RECORDS TO PROCESS
++++

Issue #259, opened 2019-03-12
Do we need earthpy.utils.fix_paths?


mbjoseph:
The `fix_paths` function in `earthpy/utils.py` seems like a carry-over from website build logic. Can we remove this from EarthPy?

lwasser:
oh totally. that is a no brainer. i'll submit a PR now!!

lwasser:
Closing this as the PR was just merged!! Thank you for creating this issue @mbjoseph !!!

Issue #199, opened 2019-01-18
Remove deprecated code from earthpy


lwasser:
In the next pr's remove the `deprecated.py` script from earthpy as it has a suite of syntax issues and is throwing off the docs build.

++++

WHAT YOU HAVE TO DO
Your reply must consist of the entire listing, repeated word for word.

RESPONSE AREA
Issue #259, opened 2019-03-12
Do we need earthpy.utils.fix_paths?


mbjoseph:
The `fix_paths` function in `earthpy/utils.py` seems like a carry-over from website build logic. Can we remove this from EarthPy?

lwasser:
oh totally. that is a no brainer. i'll submit a PR now!!

lwasser:
Closing this as the PR was just merged!! Thank you for creating this issue @mbjoseph !!!

Issue #199, opened 2019-01-18
Remove deprecated code from earthpy


lwasser:
In the next pr's remove the `deprecated.py` script from earthpy as it has a suite of syntax issues and is throwing off the docs build.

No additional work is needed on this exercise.